June 19, 2026 · 11 min read

SPI in Four Modes: The One Edge Rule That Every Tutorial Gets Wrong

Synthesized on sky130, the generalized four-mode SPI master lands at 336 cells, 1134.8 μm², and a maximum frequency of 481 MHz. The mode-locked variant — Mode 0 only, CPOL and CPHA hardwired to zero — comes out at 345 cells, 1117.3 μm², and 565 MHz. That's a 17.5% frequency difference for a 1.6% area difference, and the mode-locked design is actually larger in cell count while running faster, because cutting the CPOL/CPHA mux logic shortens the critical path — 1.77 ns versus 2.08 ns — not because it eliminates flip-flops. If you're budgeting MHz headroom and you only ever talk to Mode 0 devices, the mode-locked version is the right call. If your sensor suite includes an accelerometer on Mode 3, carry the generalized design. The 84 MHz you're giving up is almost certainly not the bottleneck.

SPI is four signals and four modes, and the four modes are where the confusion lives. SCLK is the clock. MOSI is master-out slave-in. MISO is the other direction. CS_N is active-low chip select — the transaction happens while it's asserted. That part everyone gets right. The modes trip people up because the naming is genuinely misleading, not because the protocol is hard.

CPOL controls where the clock rests when idle: CPOL=0 means SCLK sits at zero between transactions, CPOL=1 means it sits at one. CPHA controls which edge the master samples MISO. CPHA=0 means sample on the leading edge; CPHA=1 means sample on the trailing edge. The confusion is that "leading" and "trailing" are relative terms that depend entirely on CPOL. For CPOL=0, the leading edge is rising — the clock starts at zero, so the first thing it does is rise. For CPOL=1, leading is falling. When you read a datasheet that says "sample on rising edge," it's really saying Mode 0 or Mode 3, and if you assume "rising" universally, you've already broken modes 1 and 2.

The Wikipedia mode table lays this out if you read it carefully, but the "sample edge" column lists "rising" or "falling" without noting that those are the names of edges for a given CPOL. Mode 1 (CPOL=0, CPHA=1) samples on the falling edge, but that falling edge is the trailing edge, not the leading one. Mode 2 (CPOL=1, CPHA=0) also samples on the falling edge, but now falling is the leading edge. Same physical edge type, opposite semantic role — that's the mismatch that makes every "sample on falling" shorthand wrong for at least two modes.

The way through this is a single unified rule that never uses "rising" or "falling" at all.

The shift condition — when the master advances its TX shift register — is: sclk_r == ~CPOL. This fires on the trailing edge in every mode. For CPOL=0, the trailing edge is falling, meaning SCLK is currently high before it toggles — so sclk_r == 1 == ~0. For CPOL=1, trailing is rising, SCLK is currently low before toggle — sclk_r == 0 == ~1. Same expression, two modes handled automatically.

The sample condition — when the master captures MISO — is: sclk_r == (CPOL ^ CPHA). Walk through the four cases: Mode 0 (0,0) gives 0^0=0, so sample when sclk_r==0, which is the rising edge — correct. Mode 1 (0,1) gives 0^1=1, sample when sclk_r==1, which is the falling edge — correct. Mode 2 (1,0) gives 1^0=1, sample when sclk_r==1, falling edge — correct. Mode 3 (1,1) gives 1^1=0, sample when sclk_r==0, rising edge — correct. No per-mode case statements, no boolean table, just the XOR.

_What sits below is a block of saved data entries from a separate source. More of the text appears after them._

PR #1256, opened 2016-11-24
2D fixes UI controls stay enabled when FB emulation disabled

Aquatakat:
The original issue,

> If internal resolution is set to Original and then we disable FB emulation, 2D fixes remained disabled.

exists on the plugin before `QFrame`s were introduced. I hoped the new signal logic would solve this problem without additional code, but it seems like a small bit is needed.


gonetz:
Yes some logic is still needed.
1. Set Internal to Original
2. Disable FB
3. Set any Fix 2D option
4. Enable FB.

Internal set to original, but 2Dfix enabled.

gonetz:
Seems to be fixed

PR #1260, opened 2016-11-26
Different approach to re-initializing buffers

fzurita:
Here is what I would do to re-initialize the mappings.

### DIFF
--- a/src/BufferCopy/ColorBufferToRDRAM.cpp
+++ b/src/BufferCopy/ColorBufferToRDRAM.cpp
@@ -98,6 +98,8 @@ void ColorBufferToRDRAM::_destroyFBTexure(void)
 	if (m_pTexture != nullptr) {
 		textureCache().removeFrameBufferTexture(m_pTexture);
 		m_pTexture = nullptr;
+
+		_destroyBuffers();
 	}
 }
 
--- a/src/BufferCopy/ColorBufferToRDRAM.h
+++ b/src/BufferCopy/ColorBufferToRDRAM.h
@@ -28,9 +28,10 @@ protected:
 	std::vector<GLubyte> m_pixelData;
 
 private:
-	virtual void _init() = 0;
-	virtual void _destroy() = 0;
+	virtual void _init() {};
+	virtual void _destroy() {};
 	virtual void _initBuffers(void) = 0;
+	virtual void _destroyBuffers(void){};
 	virtual bool _readPixels(GLint _x0, GLint _y0, GLsizei _width, GLsizei _height, u32 _size, bool _sync) = 0;
 	virtual void _cleanUp() = 0;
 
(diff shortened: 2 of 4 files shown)


gonetz:
The idea is right, implementation is wrong. It is not enough to call glUnmapBuffer for buffer, initialized with persistent storage. glBufferStorage will cause GL error anyway.
Buffer must be deleted, and new buffer created. That is _destroy, _init

fzurita:
Ok, I can move the PBO initialization and cleanup to ```_initBuffers``` and ```_destroyBuffers``` as well.

fzurita:
Ok, updated.

loganmc10:
I'm not sure if this pull request fixes this issue, but right now GLupeN64 users are getting a GL error because of these lines of code:

https://github.com/gonetz/GLideN64/blob/master/src/BufferCopy/ColorBufferToRDRAM_BufferStorageExt.cpp#L32-L33

By the time they execute, the buffers no longer exist, and I get these GL errors:

```
GL_INVALID_OPERATION in glBindBuffer(non-gen name)
GL_INVALID_OPERATION in glUnmapBuffer(no buffer bound)
GL_INVALID_OPERATION in glBindBuffer(non-gen name)
GL_INVALID_OPERATION in glUnmapBuffer(no buffer bound)
```

I'm not sure of the exact reason that is happening, but with persistent mapped buffers there is really no need to unmap the buffer, so those lines could probably be removed altogether. Once you delete the buffer the pointer just becomes invalid, unmapping the buffer doesn't really do anything, it was only really useful with non-persistent buffers where you have to unmap the buffer before using it.

fzurita:
Yes, this will most likely fix it. Also, Gonetz already did a fix that should work as well, but I think I like this version better.

loganmc10:
Well this issue I'm having is with the current master (except the latest "Neon version of InverseTransformVectorNormalize" commit)

fzurita:
The ```_destroy()``` method you pointed out will only get called on a shutdown. Is that when your users are seeing the issue?

loganmc10:
The issue is happening during a full screen toggle, which triggers OGLVideo::changeWindow(). Closing the application doesn't trigger any GL errors, just the full screen/windowed toggle.

I realise now that the issue is probably because RetroArch deletes and recreates the GL context before changeWindow has a chance to run, so when it runs the _destroy() method the buffer has already been deleted. I'm not sure if any other emulators like Project64 behave this way. I can work around it in my code, but the point still stands that those glBindBuffer/glUnmapBuffer calls don't really do anything since the buffer is deleted in the next line anyway (which will unmap it).

gonetz:
@fzurita I took your commit and rewrote some part of it: 6735db132

fzurita:
I see what you did, thanks.

gonetz:
Thanks to you :)

PR #1261, opened 2016-11-26
Neon version of InverseTransformVectorNormalize

fzurita:
I'm not sure if this is the best way to do this using neon, but it works. Verified by running neon and normal versions side by side and making sure the results were the same.


gizmo98:
I have rewritten your function. I use matrix multiplication of TransformVectorNormalize and replaced vld1 with vld4 to get array elements in the right order. 
https://gist.github.com/gizmo98/1255930cbc103ca78144e58ca4da315c

fzurita:
Cool, you should make a pull request. I'm by no means an expert in writing NEON code, I just knew enough to get by in this case, so I'm sure your version would be more efficient than mine.

PR #1269, opened 2016-11-28
Use Five2Eight and One2Eight from convert.h

loganmc10:
When this is all built as one project (instead of building GLideNHQ as a static library), some compilers complain about the multiple definitions of these variables.


gonetz:
merged: 5a66cfc897

Issue #975, opened 2016-04-27
Random texture corruption, possible instability.


AmbientMalice:
I can't reliably reproduce this problem. Sometimes it happens after settings are changed, sometimes it happens after booting a game for the first time. It could perhaps be a weird shader cache bug, but it occurs even with the cache disabled.

![gliden64_star_wars_ep1_racer_001](https://cloud.githubusercontent.com/assets/10704701/14838083/3b9b6848-0c61-11e6-9559-024bd885eac9.jpg)

![gliden64_turok_3 _shadow_of_o_000](https://cloud.githubusercontent.com/assets/10704701/14838095/47deb966-0c61-11e6-9073-eeb3acaf7e21.jpg)

![gliden64_super_mario_64_000](https://cloud.githubusercontent.com/assets/10704701/14838100/56b43290-0c61-11e6-8f4b-cb335be62164.jpg)

Also, the plugin seems to have gotten strangely unstable. When this bug occurs, changing settings or closing the emulator (PJ64 in this case) can cause the emulator to crash. I'm not 100% sure whether the emulator might be a factor.

olivieryuyu:
have the same with the new blender plugin

oddMLan:
Hmm.. that does ring a bell... could this be the same issue I faced in DK64?
https://u.pomf.is/zelokv.webm

At first I thought it happened because I forgot to delete the old shader cache but @gonetz said that he changed the shader cache version so the new blender version shouldn't have loaded anyways.

AmbientMalice:
@oddMLan Yes, that looks like the issue. It's very hard to reproduce, and seemingly impossible to reproduce 100% reliably. Common factor seems to be transparent textures, however. Text, bubbles in water, smoke, that sort of thing. Looks to me like the melon you pick up is a 2D HUD icon that rapidly pans.

I initially thought it might be related to https://github.com/gonetz/GLideN64/issues/882 where copying Aux buffers to RDRAM gives you garbage, but I think this occurs regardless of whether aux buffers are enabled.

gonetz:
It may happen when you run several games without closing the emu. Something is not cleared between sessions.

oddMLan:
For what it's worth, I've been experiencing this issue more often. I came to the conclusion that deleting the shader cache does not help or alleviate the issue; it still happens (and it's recurrent) with shader storage disabled. It's even recurrent between emulator restarts.

[...]

PR #1270, opened 2016-11-29
Fix issues when re-initializing Combiner class after destruction.

fzurita:
This seems to fix https://github.com/gonetz/GLideN64/issues/975 at least in Android.

I'm not sure which of the changes in this file fixes the issue for me. The changes in the destroy method seem to be correct to me.

The updates in the setCombine method probably fixed it, but I don't understand fully why yet.

### DIFF
--- a/src/GLSLCombiner.h
+++ b/src/GLSLCombiner.h
@@ -50,7 +50,7 @@ private:
 
 	struct iUniform	{
 		GLint loc = -1;
-		int val;
+		int val = -999;
 		void set(int _val, bool _force) {
 			if (loc >= 0 && (_force || val != _val)) {
 				val = _val;
@@ -61,7 +61,7 @@ private:
 
 	struct fUniform {
 		GLint loc = -1;
-		float val;
+		float val = -9999.9f;
 		void set(float _val, bool _force) {
 			if (loc >= 0 && (_force || val != _val)) {
 				val = _val;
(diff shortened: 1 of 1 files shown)


src/Combiner.cpp
```diff
@@ -264,13 +268,13 @@ void CombinerInfo::setCombine(u64 _mux )
 	const u64 key = getCombinerKey(_mux);
 	if (m_pCurrent != nullptr && m_pCurrent->getKey() == key) {
 		m_bChanged = false;
-		m_pCurrent->update(false);
+		m_pCurrent->update(true);
```
gonetz: It is bad approach to mask problem instead of investigation, what is wrong.

If force update really helps, we must know, why.

fzurita: Yeah, I agree. It should at least get us started into a good solution.

fzurita:
When I have time tonight, I can try doing a more refined forced update inside the update method. It should tell me which set of uniforms are not being updated correctly.

fzurita:
A little progress, in GLSLCombiner_ogl3x.cpp ```ShaderCombiner::updateAlphaTestInfo``` always setting the force parameter of ```uEnableAlphaTest``` to true seems to fix the issue. I don't quite understand why yet.

fzurita:
Pull request updated.

gonetz:
> Not all parameters are always updated in ShaderCombiner::updateAlphaTestInfo on the first time around the shader is executed which is when _bForce is set to true.

Great discovery! Thanks!

gonetz:
merged: 4ef15e7e2da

Here's where it gets interesting for CPHA=1. In Mode 1 and Mode 3, both conditions fire simultaneously — the shift condition sclk_r == ~CPOL and the sample condition sclk_r == (CPOL ^ CPHA) evaluate to the same value on the trailing edge, which means the master is shifting out the next MOSI bit and sampling the current MISO bit in the same clock half-period. If you think about that naively it looks like a race: does the TX shift register update before or after the RX shift register reads MISO?

It's not a race, because of how always_ff works in SystemVerilog. All always_ff blocks evaluate their inputs simultaneously at the clock edge — the tx_shift block and the rx_shift block see the same snapshot of tx_shift and miso, the pre-toggle values. When tx_shift writes its new value, rx_shift has already latched the old miso. They don't see each other's updates within the same clock edge. The IEEE 1800-2017 LRM describes this as stratified event scheduling: the active region evaluates all right-hand sides, the NBA region commits all left-hand side updates. So the loopback test — assign miso = mosi — is valid even for CPHA=1.

There's one more piece that most tutorials skip: the SETUP state. Before any SCLK edges happen, the master needs to pre-drive the MSB on MOSI. For CPHA=0, the slave samples on the leading edge — the very first SCLK transition after CS_N asserts — so MOSI must be valid before the first edge, which means the master needs a half-period of setup time with CS_N asserted and SCLK still at its idle level. Without it, the slave for CPHA=0 modes will never see the MSB.

For CPHA=1, the slave samples on the trailing edge — the second edge — so the first edge is the shift edge, and the master does have time to prepare MOSI after the leading edge. Running SETUP unconditionally for all modes keeps the state machine uniform and harmless for CPHA=1, since it just adds one half-period of CS_N setup time that the slave spec usually requires anyway.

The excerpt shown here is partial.